Karl Alexander – Jaclyn The Ripper: I’m supposed to be reviewing this, so will not begin here to go into all the reasons this book amazed me. But I find myself full of questions. Why was this published? Did anyone read it before it was published? Was it edited? Will I ever again experience this horror, this indignation, this hysteria all at the same time?

John LeCarre – A Murder of Quality: At some point in December I decided to read (and in some cases reread) a set of crime novels set in schools, including Miss Pym Disposes by Josephine Tey (magnificent – also, here is some amazing crossover fanfic for anyone who is both a Tey and a Forest fan), A Question of Proof by Nicholas Blake, and Report For Murder by Val McDermid. More suggestions would be welcome; I find myself appreciating these more than ever after a year of researching public school stories in general. I’d read A Murder of Quality years ago and had completely forgotten everything about it. As usual, LeCarre is excellent.

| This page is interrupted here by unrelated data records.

PR #1523, opened 2024-02-01
fix dag deploy updating on accident

sunkickr:
## Description

When running the command `astro deployment update` dag deploy is always turned off. This is because the case for dag deploy not changing didn't exist.

Added an assert to the update test to test for this bug.

Related #XXX

## 🧪 Functional Testing

## 📸 Screenshots
screenshot of updating the description of both a deployment with dag deploy enabled and disabled. Showing that in both cases dag deploy stays the same:
Screenshot 2024-02-02 at 11 46 31 AM

## 📋 Checklist

### DIFF
--- a/cloud/deployment/deployment.go
+++ b/cloud/deployment/deployment.go
@@ -69,6 +69,7 @@ var (
 	tickNum                    = 10
 	timeoutNum                 = 180
 	dedicatedDeploymentRequest = astroplatformcore.UpdateDedicatedDeploymentRequest{}
+	dagDeployEnabled           bool
 )
 
 func newTableOut() *printutil.Table {
--- a/cloud/deployment/deployment.go
+++ b/cloud/deployment/deployment.go
@@ -745,7 +745,8 @@ func Update(deploymentID, name, ws, description, deploymentName, dagDeploy, exec
 		}
 	}
 	// determine isDagDeployEnabled
-	if dagDeploy == enable {
+	switch dagDeploy {
+	case enable:
 		if currentDeployment.IsDagDeployEnabled {
 			fmt.Println("\nDAG deploys are already enabled for this Deployment. Your DAGs will continue to run as scheduled.")
 			return nil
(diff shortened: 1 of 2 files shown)


cloud/deployment/deployment.go
```diff
@@ -69,6 +69,7 @@ var (
 	tickNum                    = 10
 	timeoutNum                 = 180
 	dedicatedDeploymentRequest = astroplatformcore.UpdateDedicatedDeploymentRequest{}
+	dagDeployEnabled           bool
```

L.T Meade – A Modern Tomboy: See here.

Kate Douglas Wiggin – Rebecca of Sunnybrook Farm: I had never read this before, and I wish things had stayed that way. Imagine all the twee bits of Anne of Green Gables interspersed with the creepy bits of Daddy-Long-Legs. The only redeeming factor, if it can be called that, is that the child character who grows up to (presumably) marry the benefactor who has waited for her does not refer to him as “daddy”.

L.M Montgomery – Anne of Green Gables: After the awfulness that was RoSF, I had to revisit it. I am very fond of all of the Anne books up until her marriage to Gilbert – though I think Rilla of Ingleside has its moments. Anne and Rebecca remind me, though, that I’ve noticed that young Budding Writers in these books (all the examples I can think of are female, presumably due to the quantities of Girls Own literature I scarfed down as an infant) are always too florid and wordy and over the top, and they become good writers as they learn to turn this down. Even as I write this I realise it doesn’t apply to Rebecca; either because Rebecca is Perfect or because Wiggin was genuinely unable to recognise bad prose when she saw it? But it’s interesting, because when I was growing up and trying to write I often had the opposite problem. I very rarely let loose the adjectives, and tried so hard to be understated that I often ended up stating nothing at all. Different times, I suppose.

Anil Menon – The Beast With Nine Billion Feet: I’ve been looking forward to Anil Menon’s young adult novel for ages. This is a work of science fiction, it’s set in Pune, and it is incredibly satisfying. I came into this with perhaps unrealistically high expectations, having already read some of Menon’s shorter work (and fangirled his blog) – as a result it didn’t blow me away quite as much as it could have. But it’s good, and layered and thoughtful and never overdoes things, and there are so many angles (Tara’s relationship with Sanskrit and her Sanskrit teacher, for example) that I really want to revisit and think about some more. I will be rereading this, and soon.